Written by Anne Thompson and Dana Harris-Bridson, it’s called “This Was the Week That Movie Studios Finally Lost Control of the Industry.” The ostensible trigger was attending “The Big Screen Is Back”, a Century City gathering intended to promote the the return of theatrical, but the big news was AT&Ts decision to turn tail and abandon the movie distribution business. Last Monday the communications behemoth announced that WarnerMedia (CNN, TBS, TNT, Warner Bros. film and Tv + HBO slash HB0 Max) and Discovery are merging into one, and that head of this new company will be Discovery CEO David Zaslav.
Key paragraph #1: “We have reached a point where ‘major movie studio’ has begun to sound like an anachronism. Certainly, Warners and Universal and Paramount and Disney and Sony remain premier global suppliers of films that generate billions — but the studio bosses occupy a lower position on the power charts because it’s no longer the movie business that drives the industry.”

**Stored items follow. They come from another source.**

PR #934, opened 2021-10-18
No shortcut syntax for manual slices of choice elements

### LINKED ISSUE #927: SUSHI creates incorrect id/path when manually slicing choice[x] elements
If you attempt to manually do a type slice like so:
```
Profile: Test
Parent: MedicationRequest
* medication[x] ^slicing.discriminator.type = #type
* medication[x] ^slicing.discriminator.path = "$this"
* medication[x] contains test 0..1 MS
* medication[x][test] only Reference
```
SUSHI will creating an element with `id` and `path` `MedicationRequest.test`.  It should be `id`: `MedicationRequest.medication[x]:test` and `path`: `MedicationRequest.medication[x]`.

See: https://chat.fhir.org/#narrow/stream/215610-shorthand/topic/value.5Bx.5D.20type.20based.20slicing

julianxcarter:
Fixes #927, making it so that SUSHI no longer applies the "shortcut" syntax to the diffs of choice elements when the slice is manually created. The example in [this FSHOnline link](https://fshschool.org/FSHOnline/#/share/3jdSWzi) should demonstrate the problem, as we do not want the `medication[x]` portion of the `id` and `path` to be chopped off when the slice is manually created. Running the example against this branch should result in the `id` being `MedicationRequest.medication[x]:test` and the `path` being `MedicationRequest.medication[x]`.

### DIFF
--- a/src/fhirtypes/ElementDefinition.ts
+++ b/src/fhirtypes/ElementDefinition.ts
@@ -40,7 +40,7 @@ import {
   TypeNotFoundError,
   ValueAlreadyAssignedError,
   ValueConflictsWithClosedSlicingError,
-  WideningCardinalityError,
+  ConstrainingCardinalityError,
   InvalidChoiceTypeRulePathError,
   CannotResolvePathError,
   MismatchedBindingTypeError,
@@ -663,7 +663,7 @@ export class ElementDefinition {
    * @param {number} min - the minimum cardinality
    * @param {number|string} max - the maximum cardinality
    * @throws {InvalidCardinalityError} when min > max
-   * @throws {WideningCardinalityError} when new cardinality is wider than existing cardinality
+   * @throws {ConstrainingCardinalityError} when new cardinality is wider than existing cardinality
    * @throws {InvalidSumOfSliceMinsError} when the mins of slice elements > max of sliced element
    * @throws {NarrowingRootCardinalityError} when the new cardinality on an element is narrower than
    *   the cardinality on a connected element
@@ -683,12 +683,12 @@ export class ElementDefinition {
 
     // Check to ensure min >= existing min
     if (this.min != null && min < this.min) {
-      throw new WideningCardinalityError(this.min, this.max, min, max);
+      throw new ConstrainingCardinalityError(this.min, this.max, min, max);
     }
 
     // Check to ensure max <= existing max
     if (this.max != null && this.max !== '*' && (maxInt > parseInt(this.max) || isUnbounded)) {
-      throw new WideningCardinalityError(this.min, this.max, min, max);
+      throw new ConstrainingCardinalityError(this.min, this.max, min, max);
     }
 
     // Sliced elements and slices have special card rules described here:
--- a/src/errors/ConstrainingCardinalityError.ts
+++ b/src/errors/ConstrainingCardinalityError.ts
@@ -1,6 +1,6 @@
 import { Annotated } from './Annotated';
 
-export class WideningCardinalityError extends Error implements Annotated {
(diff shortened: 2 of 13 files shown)


src/fhirtypes/ElementDefinition.ts
```diff
@@ -417,7 +417,9 @@ export class ElementDefinition {
       .split('.')
       .map(p => {
         const i = p.indexOf('[x]:');
-        return i > -1 ? p.slice(i + 4) : p;
+        const isChoiceSlice =
+          i > -1 ? this.type?.some(type => p.slice(i + 4).endsWith(upperFirst(type.code))) : false;
+        return i > -1 && isChoiceSlice ? p.slice(i + 4) : p;
```
ngfreiter, line 422: Isn't just `isChoiceSlice` sufficient here, since when `isChoiceSlice` is `true`, `i > -1` is also always true, and when `isChoiceSlice` is `false`, it doesn't matter if `i >  -1`, since we will just return `p` either way.

ngfreiter (changes requested):
I am not sure I really understand what this FSH in the issue is trying to do:
```
Profile: Test
Parent: MedicationRequest
* medication[x] ^slicing.discriminator.type = #type
* medication[x] ^slicing.discriminator.path = "$this"
* medication[x] contains test 0..1 MS
* medication[x][test] only Reference
```
To me it seems like trying to manually slice the `medication[x]` element is an error. The element only has max cardinality of 1, so it isn't an array, and if you are doing a choice slice, shouldn't the slice be named `medicationReference`? I can't find a place in the FHIR spec that explicitly says that the slice must be named `medicationReference`, but it doesn't seem like a good idea to break that rule. @cmoesel what do you think?

src/fhirtypes/ElementDefinition.ts
```diff
@@ -417,7 +417,9 @@ export class ElementDefinition {
       .split('.')
       .map(p => {
         const i = p.indexOf('[x]:');
-        return i > -1 ? p.slice(i + 4) : p;
+        const isChoiceSlice =
+          i > -1 ? this.type?.some(type => p.slice(i + 4).endsWith(upperFirst(type.code))) : false;
```
cmoesel, line 421: Since this iterates through the `id` split on `.`, I don't think this would work for deeper paths.  For example, something like `Observation.value[x]:valueQuantity.system` wouldn't work right when `p` is `value[x]:valueQuantity` because `type.code` would be `uri` (since `this.type` refers to the type of the element related to the _full_ id).

BUT... I'm a little worried about having to lookup the element for the intermediate id in this logic and check its type because that could have some effect on performance if its not done carefully.  So if that's the way you need to do it, please try to ensure that lookup only happens when absolutely needed.

For example, if it is `value[x]:fooBar`, we don't need to do a lookup because the slicename does not start with `value`, so it can't be the shortcut.

cmoesel (changes requested):
Thanks for the PR!  I found one likely issue w/ the logic related to choices in the middle of the element path (not at the tail end).  It's probably worth writing a test and looking into it.

I also ran `npm run regression` and got several changes that were not expected (and not related to intermediate paths as far as I can tell).  Here is one example (but all the others are like it):
image

The above seems over-agressive, as I would expect that element to keep the shortcut syntax.

cmoesel:
@julianxcarter -- there is a current discussion on Zulip that may affect this issue.  In short, we may have to remove choice type renaming completely.  Stay tuned and and see: https://chat.fhir.org/#narrow/stream/179177-conformance/topic/Choice.20Type.20Renaming/near/258186065

PR #935, opened 2021-10-18
Add validation of slicing on SDs

### LINKED ISSUE #885: SUSHI should emit an error for missing slicing information
When slicing, the `slicing` object requires the following fields:
* `slicing.discriminator.type` (for each defined `slicing.discriminator`)
* `slicing.discriminator.path` (for each defined `slicing.discriminator`)
* `slicing.rules`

HE retort: Maybe so, but “the movie business” has always had a river running through it, and that river is know as the Grand Tradition of Movie Catholicism — a current that drives the heart and spirit of this town, at least among people with a soul. The more that unfaithful dilletante product assemblers and marketers ignore this basic spiritual current the less “Hollywood” this community will be.
Key paragraph #2: ‘Slammed by global lockdowns, the biggest theater chains are also the victims of their overspending, debt burdens, real-estate deals, and mostly, denying reality. Before the pandemic, they could have struck better terms with the studios on shorter windows and revenue sharing. They held out too long.”